Nigeria woman activists

Queenie Ronke Doherty was a Nigerian women's leader who served as president of the National Council of Women's Societies from 1976 to 1980. She was among the few women appointed into political positions in the 1970s.

She was the wife of Richard Adeeyo Doherty, former Speaker of the Western House of Assembly.

== Life ==
Doherty (nee Williams) was born in 1916 to the family of Nathaniel Fehintola Williams who was of Egba heritage, she was educated at CMS Girls School before attending Queen's College, Lagos in 1930, completing studies in 1934. Though, Doherty grew up in old Lagos, where girls had less opportunities than boys of her age, she was persuaded to go abroad by one of her secondary school teachers to earn a teaching diploma. Upon obtaining a teaching certificate in England following studies at Southlands College and King's College, London, she returned to Lagos and joined the staff of CMS Girls School, Lagos as a teacher. In 1940, she married, Richard Doherty, a lawyer who at the time was working out of Ibadan, she left CMS Girls School and followed her husband to Ibadan where she was until the end of the war. While in Ibadan, she did not take up a permanent position in Ibadan but was highly involved in voluntary organizations including the leprosy relief association and importantly the Red Cross. Between 1945 and 1960, she served on the Government Scholarship Board in Lagos, was secretary of the Western Region Scholarship Board and briefly returned to the teaching profession at another alma mater, Queens College.

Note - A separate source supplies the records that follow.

Issue #708, opened 2024-03-20
[Bug] Core doesn't expose the `cause` from `WorkflowExecutionCancelRequestedEventAttributes`


bergundy:
Event has a reason:

https://github.com/temporalio/api/blob/6606687fb5ca8d899fe3e93313d53d9c7ed2a379/temporal/api/history/v1/message.proto#L403

Activation Job has details:

https://github.com/temporalio/sdk-core/blob/4840a9c570fa3388e190e20f01f61065d0b7e965/sdk-core-protos/protos/local/temporal/sdk/core/workflow_activation/workflow_activation.proto#L242

Must have been a mix up with `WorkflowExecutionCanceledEventAttributes`:

https://github.com/temporalio/api/blob/6606687fb5ca8d899fe3e93313d53d9c7ed2a379/temporal/api/history/v1/message.proto#L414

PR #875, opened 2025-02-11
Expose workflow cancel cause

Sushisource:
## What was changed
Expose cancellation cause from user requests

## Checklist

1. Closes https://github.com/temporalio/sdk-core/issues/708

2. How was this tested:
Upgraded integ test

3. Any docs updates needed?


sdk-core-protos/protos/local/temporal/sdk/core/workflow_activation/workflow_activation.proto
cretz, line 1: I think this may be needed on the child/external cancel commands outbound from workflow too. And we should decide if we want to call this "cancel" or "reason" (API is inconsistent but we don't have to be)

Sushisource: Added

cretz (approved):

PR #877, opened 2025-02-12
disable tracing-log feature for tracing-subscriber

konradsz:
## What was changed
Disable the `tracing-log` feature for `tracing-subscriber` by turning off [default features](https://github.com/tokio-rs/tracing/blob/master/tracing-subscriber/Cargo.toml#L27). The `ansi` feature was explicitly listed because it's used in the code.

## Why?
I am trying to use `core` crate from Temporal SDK in a Rust application that already uses `tracing-subscriber`. However, it fails to initialize the subscriber because `core` depends on `tracing-subscriber` with `tracing-log` feature enabled. This behavior is documented [here](https://docs.rs/tracing-subscriber/latest/tracing_subscriber/util/trait.SubscriberInitExt.html#method.try_init):

> This method panics if a global default subscriber has already been set, or if a log logger has already been set (when the “tracing-log” feature is enabled).

In a perfect world, `core` would not depend on `tracing-subscribers` since it is a [library](https://github.com/tokio-rs/tracing?tab=readme-ov-file#in-libraries), but I propose this as an immediate fix.

### DIFF
--- a/core/Cargo.toml
+++ b/core/Cargo.toml
@@ -67,7 +67,7 @@ tokio-util = { version = "0.7", features = ["io", "io-util"] }
 tokio-stream = "0.1"
 tonic = { workspace = true, features = ["tls", "tls-roots"] }
 tracing = "0.1"
-tracing-subscriber = { version = "0.3", features = ["parking_lot", "env-filter", "registry"] }
+tracing-subscriber = { version = "0.3", default-features = false, features = ["parking_lot", "env-filter", "registry", "ansi"] }
 url = "2.2"
 uuid = { version = "1.1", features = ["v4"] }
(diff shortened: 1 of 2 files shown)


Sushisource:
Thanks for this @konradsz . I think this is left-over from when `log` was used internally too. 

And yes, I agree about
>In a perfect world, core would not depend on tracing-subscribers 

In principle, but Core is in a bit of an odd position where most consumers are using FFI and so a lot of the time logging needs to be enabled by the library itself too. Potentially we could introduce another crate that thinly layers over core by adding the tracing subscriber dep and maybe a handful of other things meant for non-Rust consumers, but that's for another day.

Thanks!

Sushisource (approved):

Issue #879, opened 2025-02-20
[Feature Request] Fix recent clippy warnings


cretz:
### Describe the solution you'd like

From a recent Ruby build:

```
error: useless conversion to the same type: `temporal::api::common::v1::RetryPolicy`
    --> ext/sdk-core/sdk-core-protos/src/lib.rs:1266:53
     |
1266 |                         retry_policy: r.retry_policy.map(Into::into),
     |                                                     ^^^^^^^^^^^^^^^^ help: consider removing
     |
     = help: for further information visit https://rust-lang.github.io/rust-clippy/master/index.html#useless_conversion
     = note: `-D clippy::useless-conversion` implied by `-D warnings`
     = help: to override `-D warnings` add `#[allow(clippy::useless_conversion)]`

error: useless conversion to the same type: `temporal::api::common::v1::Payload`
    --> ext/sdk-core/sdk-core-protos/src/lib.rs:1424:50
     |
1424 |                 Some(p) => p.payloads.into_iter().map(Into::into).collect(),
     |                                                  ^^^^^^^^^^^^^^^^ help: consider removing
     |
     = help: for further information visit https://rust-lang.github.io/rust-clippy/master/index.html#useless_conversion

error: useless conversion to the same type: `temporal::api::common::v1::Payload`
    --> ext/sdk-core/sdk-core-protos/src/lib.rs:1442:36
     |
1442 |                     payloads: iterd.map(Into::into).collect(),
     |                                    ^^^^^^^^^^^^^^^^ help: consider removing
     |
     = help: for further information visit https://rust-lang.github.io/rust-clippy/master/index.html#useless_conversion
```

PR #880, opened 2025-02-21
Rust / Packages upgrade

Sushisource:
## What was changed
Upgrade rust, and crates, ~and Otel (maybe)~

Problem is Otel has managed to break something. In this case, error logging (they also are logging some uninteresting junk at INFO level). AFAICT errors simply aren't logged while trying to export metrics. This happens in a new thread now and after wasting a bunch of time on this I gave up trying to figure out exactly why. I opened an [issue](https://github.com/open-telemetry/opentelemetry-rust/issues/2697) for them.

We can simply not upgrade otel for now, but we'll be stuck on that git revision of the prom exporter.

## Why?
Updates good.

## Checklist

1. Closes https://github.com/temporalio/sdk-core/issues/879

2. How was this tested:
Existing tests

3. Any docs updates needed?

### DIFF
--- a/Cargo.toml
+++ b/Cargo.toml
@@ -8,7 +8,7 @@ license-file = "LICENSE.txt"
 
 [workspace.dependencies]
 derive_builder = "0.20"
-derive_more = { version = "1.0", features = ["constructor", "display", "from", "into", "debug"] }
+derive_more = { version = "2.0", features = ["constructor", "display", "from", "into", "debug"] }
 thiserror = "2"
 tonic = "0.12"
 tonic-build = "0.12"
--- a/.github/workflows/per-pr.yml
+++ b/.github/workflows/per-pr.yml
@@ -21,7 +21,7 @@ jobs:
           submodules: recursive
       - uses: dtolnay/rust-toolchain@stable
         with:
-          toolchain: 1.84.0
+          toolchain: 1.85.0
       - name: Install protoc
         uses: arduino/setup-protoc@v3
         with:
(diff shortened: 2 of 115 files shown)


Cargo.toml
```diff
@@ -8,11 +8,11 @@ license-file = "LICENSE.txt"
 
 [workspace.dependencies]
 derive_builder = "0.20"
-derive_more = { version = "1.0", features = ["constructor", "display", "from", "into", "debug"] }
+derive_more = { version = "2.0", features = ["constructor", "display", "from", "into", "debug"] }
 thiserror = "2"
 tonic = "0.12"
 tonic-build = "0.12"
-opentelemetry = { version = "0.26", features = ["metrics"] }
+opentelemetry = { version = "0.28", features = ["metrics"] }
```
cretz, line 15: So the options are: 1) don't upgrade `opentelemetry` and therefore stay on old `opentelemetry-prometheus`, 2) upgrade `opentelemetry` and start getting a lot of info-level log spam (assuming langs have enabled info level which I don't think they do by default but will by annoying for users that do)

Tough choice, but assuming https://github.com/open-telemetry/opentelemetry-rust/issues/2697 moves quickly and 0.29 is not too far off, maybe option 1 is best for a bit longer.

Sushisource:
Dropped the otel upgrades and left them in https://github.com/temporalio/sdk-core/tree/otel-upgrade

cretz (approved):

Issue #871, opened 2025-02-03
[Feature Request] Support priority annotations


Sushisource:
**Is your feature request related to a problem? Please describe.**
Add support for attaching priority to workflows/activities

**Describe the solution you'd like**
See https://github.com/temporalio/features/issues/593 for details

This is really just proto-passthrough from lang->server

PR #892, opened 2025-03-25
Priority field passthrough

Sushisource:
## What was changed
Add passing priorities to server

## Why?
Priorities! Yay!

## Checklist

1. Closes https://github.com/temporalio/sdk-core/issues/871

2. How was this tested:
Added integ test

3. Any docs updates needed?


Sushisource:
Need to update the version of CLI CI is using so this will work, but, the code itself is working properly against that version locally.

yuandrew (approved):

Quinn-With-Two-Ns (approved):

PR #901, opened 2025-04-15
Fix sync started Nexus ops not coming across as such

Sushisource:


dandavison (approved):
Thanks! Confirmed this works as expected from Python.

Issue #883, opened 2025-03-07
[Feature Request] Expose way for worker clients to use their own client


cretz:
### Describe the solution you'd like

Today the `worker::client::WorkerClient` trait is internal for our use, but users want to replace the client implementation for workers. Whether this is simply replacing calls the worker client makes or exposing a way to replace the underlying RPC calls of the whole client is up for discussion.

PR #955, opened 2025-07-09
Introduce a new callback based bridge worker

FranzBusch:
# Motivation

The bridge code allows other languages to interop with the Core Rust SDK through the C-FFI layer. Sometimes those languages also want to bring their own custom gRPC implementation from their languages ecosystem.

# Modification

This PR introduces a new callback based worker client that is also exposed through the bridge header. This allows other languages to use their gPRC client to serve the requests from the Core SDK.

### DIFF
--- a/core-c-bridge/include/temporal-sdk-core-c-bridge.h
+++ b/core-c-bridge/include/temporal-sdk-core-c-bridge.h
@@ -5,6 +5,29 @@
 #include <stdint.h>
 #include <stdlib.h>
 
+/**
+ * Interop mirror of the Rust tonic [tonic::Code] enum
+ */
+typedef enum TemporalCoreCallbackBasedWorkerClientGRPCCode {
+  Ok = 0,
+  Cancelled = 1,
+  Unknown = 2,
+  InvalidArgument = 3,
+  DeadlineExceeded = 4,
+  NotFound = 5,
+  AlreadyExists = 6,
+  PermissionDenied = 7,
+  ResourceExhausted = 8,
+  FailedPrecondition = 9,
+  Aborted = 10,
+  OutOfRange = 11,
+  Unimplemented = 12,
+  Internal = 13,
+  Unavailable = 14,
+  DataLoss = 15,
+  Unauthenticated = 16,
+} TemporalCoreCallbackBasedWorkerClientGRPCCode;
+
 typedef enum TemporalCoreForwardedLogLevel {
   Trace = 0,
   Debug,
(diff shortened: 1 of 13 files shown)


core-c-bridge/src/callback_based_worker_client/interop.rs
```diff
@@ -0,0 +1,264 @@
...
+/// - `client_config`: pointer to [CallbackBasedWorkerClientConfig] (client name, version, identity).
+/// - `system_info_ref`: zero-copy [GetSystemInfoResponse] bytes or empty.
+/// - `runtime`:        pointer to [Runtime].
+///
+/// # Returns
+/// A [WorkerOrFail] struct containing:
+/// - `worker`: on success, a heap-allocated [Worker] pointer; null on error.
+/// - `fail`: on error, a C string (UTF-8) describing the failure; null on success.
+#[unsafe(no_mangle)]
+pub extern "C" fn temporal_core_new_callback_based_worker_client(
```
cretz, line 168:
```suggestion
pub extern "C" fn temporal_core_worker_callback_based_new(
```

or

```suggestion
pub extern "C" fn temporal_core_callback_based_worker_new(
```

Pedantic, but just clearer that you're creating a worker, not a client

core-c-bridge/include/temporal-sdk-core-c-bridge.h
```diff
@@ -629,6 +652,130 @@ typedef struct TemporalCoreWorkerReplayPushResult {
...
+   * timeout in milliseconds
+   */
+  uint64_t timeout_ms;
+} TemporalCoreCallbackBasedWorkerClientPollOptions;
+
+/**
+ * Function pointer for RPC callbacks delivering a `(success, failure)`
+ * pair as non-owning `ByteArrayRef`s to Rust.
+ */
+typedef void (*TemporalCoreWorkerClientCallbackTrampoline)(void *user_data,
```
cretz, line 695:
```suggestion
typedef void (*TemporalCoreWorkerClientResultCallback)(void *user_data,
```

Pedantic, but we have not traditionally called this a trampoline in this C header, can it just be called a callback?

core-c-bridge/include/temporal-sdk-core-c-bridge.h
```diff
@@ -629,6 +652,130 @@ typedef struct TemporalCoreWorkerReplayPushResult {
...
+                                                           struct TemporalCoreByteArrayRef failure);
+
+/**
+ * Interop function pointer table implementing the RPC logic of the [temporal_sdk_core::WorkerClient] trait via callbacks.
+ */
+typedef struct TemporalCoreCallbackBasedWorkerClientRPCs {
+  void *user_data;
+  void (*poll_workflow_task)(void *user_data,
+                             struct TemporalCoreByteArrayRef request,
+                             const struct TemporalCoreCallbackBasedWorkerClientPollOptions *poll_opts,
```
cretz, line 706: How are poll options expected to be used?

core-c-bridge/include/temporal-sdk-core-c-bridge.h
```diff
@@ -629,6 +652,130 @@ typedef struct TemporalCoreWorkerReplayPushResult {
...
+ * pair as non-owning `ByteArrayRef`s to Rust.
+ */
+typedef void (*TemporalCoreWorkerClientCallbackTrampoline)(void *user_data,
+                                                           struct TemporalCoreByteArrayRef success,
+                                                           struct TemporalCoreByteArrayRef failure);
+
+/**
+ * Interop function pointer table implementing the RPC logic of the [temporal_sdk_core::WorkerClient] trait via callbacks.
+ */
+typedef struct TemporalCoreCallbackBasedWorkerClientRPCs {
```
cretz, line 702: So, thinking on this, I wonder if we should just have a general lower-level callback-based client and nothing specific to workers. So basically a C abstraction for gRPC client.

So basically have a `temporal_core_client_from_callbacks_new` that accepts some options including the single function called back for every gRPC request (so RPC name is one of the params), and it returns a pointer to TemporalCoreClient (or rather a struct that has that or fail as mutually exclusive). Now that client can be used for `temporal_core_worker_new` can be passed to `temporal_core_client_free`, etc. The API would be cleaner/simpler and the implementer does not have to be aware of retry or worker details or any of that.

I know we had mentioned this approach at #883, but instead at #924 we'er exposing the single worker client trait. I think it'd be wiser to make a C bridge for gRPC client in general. This would allow our SDKs to let people just replace the gRPC implementation at client creation time instead of worker creation time. It would also allow our SDKs to provide gRPC interception if they wanted (by delegating to another client), though we could make a bit of sugar to make delegating to the default implementation easier at that time.

Thoughts @FranzBusch and @Sushisource?

core-c-bridge/include/temporal-sdk-core-c-bridge.h
```diff
@@ -629,6 +652,130 @@ typedef struct TemporalCoreWorkerReplayPushResult {
...
+  void *user_data;
+  void (*poll_workflow_task)(void *user_data,
+                             struct TemporalCoreByteArrayRef request,
+                             const struct TemporalCoreCallbackBasedWorkerClientPollOptions *poll_opts,
+                             TemporalCoreWorkerClientCallbackTrampoline callback,
+                             void *callback_ud);
```
cretz, line 708:
```suggestion
                             const struct TemporalCoreCallbackBasedWorkerClientPollOptions *poll_options,
                             TemporalCoreWorkerClientCallbackTrampoline callback,
                             void *callback_user_data);
```

Pedantic, but would like not to abbreviate things that are exposed in the header

core-c-bridge/include/temporal-sdk-core-c-bridge.h
```diff
@@ -812,6 +959,32 @@ void temporal_core_complete_async_reserve(void *sender, uintptr_t permit_id);
...
+ * - `client_config`: pointer to [CallbackBasedWorkerClientConfig] (client name, version, identity).
+ * - `system_info_ref`: zero-copy [GetSystemInfoResponse] bytes or empty.
+ * - `runtime`:        pointer to [Runtime].
+ *
+ * # Returns
+ * A [WorkerOrFail] struct containing:
+ * - `worker`: on success, a heap-allocated [Worker] pointer; null on error.
+ * - `fail`: on error, a C string (UTF-8) describing the failure; null on success.
+ */
+struct TemporalCoreWorkerOrFail temporal_core_new_callback_based_worker_client(const struct TemporalCoreCallbackBasedWorkerClientRPCs *client_rpcs,
```
cretz, line 982:
```suggestion
struct TemporalCoreWorkerOrFail temporal_core_callback_based_worker_new(const struct TemporalCoreCallbackBasedWorkerClientRPCs *client_rpcs,
```

or

```suggestion
struct TemporalCoreWorkerOrFail temporal_core_worker_callback_based_new(const struct TemporalCoreCallbackBasedWorkerClientRPCs *client_rpcs,
```

Pedantic, but worth being clear this is creating a _worker_ not a _client_

core-c-bridge/include/temporal-sdk-core-c-bridge.h
```diff
@@ -812,6 +959,32 @@ void temporal_core_complete_async_reserve(void *sender, uintptr_t permit_id);
...
+                                                                               const struct TemporalCoreWorkerOptions *options,
+                                                                               const struct TemporalCoreCallbackBasedWorkerClientConfig *client_config,
```
cretz, line 984: Pedantic, but would be ok putting all other non-runtime parameters in this structure instead of as separate parameters. And call it `TemporalCoreCallbackBasedWorkerOptions` instead of `Config`. This is consistent with what we've done elsewhere I think. But not a big deal.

Doherty was director of the Ibadan branch of the Nigerian Red Cross and was actively involved in the organization effort in the fight to control a small pox epidemic in Ibadan and providing assistance at Asaba during the Nigerian Civil War. She later became president of the Western State's National Council of Women's Societies.

In 1976, she became president of the National Council of Women's Societies.